David Tepper's Appaloosa Management disclosed a 40 percent allocation to three names in its latest 13F filing: Amazon, Micron Technology, and Taiwan Semiconductor Manufacturing. The trio now represents $3.08 billion of the fund's $7.7 billion in reportable long equity positions. The concentration marks a deliberate shift away from diversified mega-cap exposure toward infrastructure that scales generative workloads—chipmaking capacity, memory bandwidth, and hyperscale compute.
The filing shows Appaloosa holding material positions in all three names during the quarter ending December 31, 2024. Amazon anchors the group as both a hyperscale cloud operator and semiconductor designer through its Graviton and Trainium lines. Micron supplies high-bandwidth memory for GPU clusters and inference accelerators. Taiwan Semi manufactures leading-edge logic for Nvidia, AMD, and the hyperscalers' in-house silicon. The combination covers three choke points in AI infrastructure: chip fabrication, memory supply, and hyperscale deployment.
The positioning reflects Tepper's view that AI capital expenditure remains in early innings despite elevated valuations across the semiconductor complex. Amazon Web Services expanded capital expenditure guidance to $100 billion for 2025, nearly double the prior year, with the majority allocated to GPU clusters and custom silicon deployment. Micron's high-bandwidth memory shipments are sold out through 2025, with pricing holding firm despite broader DRAM softness. Taiwan Semi's 3-nanometer capacity is fully allocated through mid-2026, primarily to AI accelerator orders. Tepper's concentration suggests he expects these supply constraints to persist longer than consensus estimates.

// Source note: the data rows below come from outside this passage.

Issue #500, opened 2023-10-27
Ping (CON Empty Message) Notifications


jeffwelder-ellenbytech:
I would like my application to get notified of Confirmable Empty Message requests (Pings) to keep track of routable paths during observe.

Currently I believe this code prevents that from happening: 
https://github.com/plgd-dev/go-coap/blob/a48812ee4db5dbec9c8fb43496e8fc83dee79f7b/udp/client/conn.go#L785C2-L787C3
``` go
if r.Code() == codes.Empty && r.Type() == message.Confirmable && len(r.Token()) == 0 && len(r.Options()) == 0 && r.Body() == nil {
    cc.ProcessReceivedMessageWithHandler(r, cc.handlePong)
    return true
}
```

I would like to be able to handle this route either through `router.DefaultHandle()`, or passing in a configuration that allows you to create your own `handlePong` function.

Are there any concerns to bellying this up to the application?

jeffwelder-ellenbytech:
Closed by #511

PR #501, opened 2023-10-27
feat: Propagate CoAP Ping (CON Empty) to Handlers

jeffwelder-ellenbytech:
Allow ping request to be propagated to application handlers to allow application to keep track of devices that are pinging.
This is useful when you have devices observing resources that have to ping to keep routes open.

See issue #500


udp/client/conn.go
```diff
@@ -744,8 +744,9 @@ func (cc *Conn) handlePong(w *responsewriter.ResponseWriter[*Conn], r *pool.Mess
 func (cc *Conn) handleSpecialMessages(r *pool.Message) bool {
 	// ping request
 	if r.Code() == codes.Empty && r.Type() == message.Confirmable && len(r.Token()) == 0 && len(r.Options()) == 0 && r.Body() == nil {
+		// handle ping request by sending pong, but still propogate the message
+		// to any handlers incase the application wants to know when pings happened
 		cc.ProcessReceivedMessageWithHandler(r, cc.handlePong)
```
jkralik, line 749: You shouldn't propagate the ping to the handler via `cc.handleSpecialMessages.C()` because the response has already been processed. Instead, you can extend the options related to the callback/channel that will be triggered after the request has been [unmarshalled line 782](https://github.com/plgd-dev/go-coap/blob/a48812ee4db5dbec9c8fb43496e8fc83dee79f7b/udp/client/conn.go#L782) in **the goroutine**.

udp/client/conn.go
```diff
@@ -782,9 +783,7 @@ func (cc *Conn) Process(datagram []byte) error {
 	req.SetSequence(cc.Sequence())
 	cc.checkMyMessageID(req)
 	cc.inactivityMonitor.Notify()
-	if cc.handleSpecialMessages(req) {
-		return nil
-	}
+	cc.handleSpecialMessages(req)
```
jkralik, line 786: Pls return back. Special messages are processed by package.

jkralik (commented):
Pls also extend TCP by same way. We want to provide similar API for both protocols.

jeffwelder-ellenbytech:
@jkralik I reverted the changes to allow the package to process the Pings and attempted to extend an options through a `WithPingMonitor()` function.

This option allows you to get a con object whenever a device pings the server.
I modeled the option somewhat after the inactivityMonitor, and tried to extended it to udp/tcp/dtls.

Please let me know if there's a better way to do this. :)

udp/client/conn.go
```diff
@@ -741,12 +745,21 @@ func (cc *Conn) handlePong(w *responsewriter.ResponseWriter[*Conn], r *pool.Mess
 	cc.sendPong(w, r)
 }
 
+func (cc *Conn) isPingMessage(r *pool.Message) bool {
+	if r.Code() == codes.Empty && r.Type() == message.Confirmable && len(r.Token()) == 0 && len(r.Options()) == 0 && r.Body() == nil {
```
Danielius1922, line 749: Can be simplified to 

```
return r.Code() == codes.Empty && r.Type() == message.Confirmable && len(r.Token()) == 0 && len(r.Options()) == 0 && r.Body() == nil
```

Danielius1922:
> @jkralik I reverted the changes to allow the package to process the Pings and attempted to extend an option through a `WithPingMonitor()` function.
> 
> This option allows you to get a con object whenever a device pings the server. I modeled the option somewhat after the inactivityMonitor, and tried to extended it to udp/tcp/dtls.
> 
> Please let me know if there's a better way to do this. :)

This implementation is fine, however we talked about this with @jkralik today and we would prefer to change this from just a ping request monitor to a general request monitor to have a more general purpose feature. Any arguments why that could be problematic? If not then, please:

- [ ] change `PingMonitorFunc` to `RequestMonitorFunc` which takes two arguments (first is the connection as before, and extend it by a second argument which will be the request message `pool.Message`)
- [ ] change isPingMessage to IsPingMessage so it gets exported and the library user can easily implement the ping monitor functionality

tcp/client/conn.go
```diff
@@ -59,6 +60,7 @@ func NewConn(
 	connection *coapNet.Conn,
 	createBlockWise func(cc *Conn) *blockwise.BlockWise[*Conn],
 	inactivityMonitor InactivityMonitor,
+	requestMonitor RequestMonitorFunc,
```
Danielius1922, line 63: This breaks the signature of the public API, we should avoid that in non major library updates. (Same with `NewSession` in `tcp/client/session.go`  and `NewConn` in `udp/client/conn.go`).

The signatures of the NewConn/NewSession should remain the same as before, but we need new functions that take requestMonitor argument.

@jkralik do we prefer something like:

```go
func NewConnWithRequestMonitor(connection *coapNet.Conn, createBlockWise func(cc *Conn) *blockwise.BlockWise[*Conn], inactivityMonitor InactivityMonitor, requestMonitor RequestMonitorFunc, cfg *Config)
{
...
}
```

or perhaps we should go for function with variadic number of options?

```go
type Option struct {
	CreateBlockWise func(cc *Conn) *blockwise.BlockWise[*Conn]
	InactivityMonitor InactivityMonitor
        RequestMonitor RequestMonitorFunc
}

func NewConnWithOpts(connection *coapNet.Conn, cfg *Config, opts ...Option)
{
...
}
```

I would prefer the variadic version.

jkralik:
@jeffwelder-ellenbytech Pls could you update the PR and fix the issue mentioned in https://github.com/plgd-dev/go-coap/pull/501#discussion_r1383503732

jeffwelder-ellenbytech:
> @jeffwelder-ellenbytech Pls could you update the PR and fix the issue mentioned in [#501 (comment)](https://github.com/plgd-dev/go-coap/pull/501#discussion_r1383503732)

Sure, using the `func NewConnWithOpts(connection *coapNet.Conn, cfg *Config, opts ...Option)`?

jeffwelder-ellenbytech:
> @jeffwelder-ellenbytech Pls could you update the PR and fix the issue mentioned in [#501 (comment)](https://github.com/plgd-dev/go-coap/pull/501#discussion_r1383503732)

@jkralik Sure, using the func NewConnWithOpts(connection *coapNet.Conn, cfg *Config, opts ...Option)?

The allocation also signals skepticism toward software-layer AI valuations. Appaloosa exited or materially reduced positions in several application-layer AI names during the quarter, reallocating capital toward picks-and-shovels infrastructure. The move reflects a view that monetization risk sits with software vendors while margin expansion accrues to semiconductor and cloud operators who control scarce manufacturing and deployment capacity. Fund managers watching Appaloosa's book should note the absence of exposure to AI software platforms and the corresponding overweight to companies with multi-year backlog visibility.
Operators should track Amazon's Q1 2025 capital expenditure disclosure in late April, Micron's high-bandwidth memory pricing commentary in its March earnings call, and Taiwan Semi's 2-nanometer production ramp timeline updates. Any downward revision to hyperscale capex guidance or easing in memory pricing would challenge Tepper's thesis that infrastructure scarcity persists through 2026.
Appaloosa's 13F shows a fund willing to hold concentrated positions when supply-demand imbalances are visible and contractually locked. The 40 percent weighting says Tepper expects these three companies to capture a disproportionate share of the estimated $200 billion in global AI infrastructure spending forecast for 2025.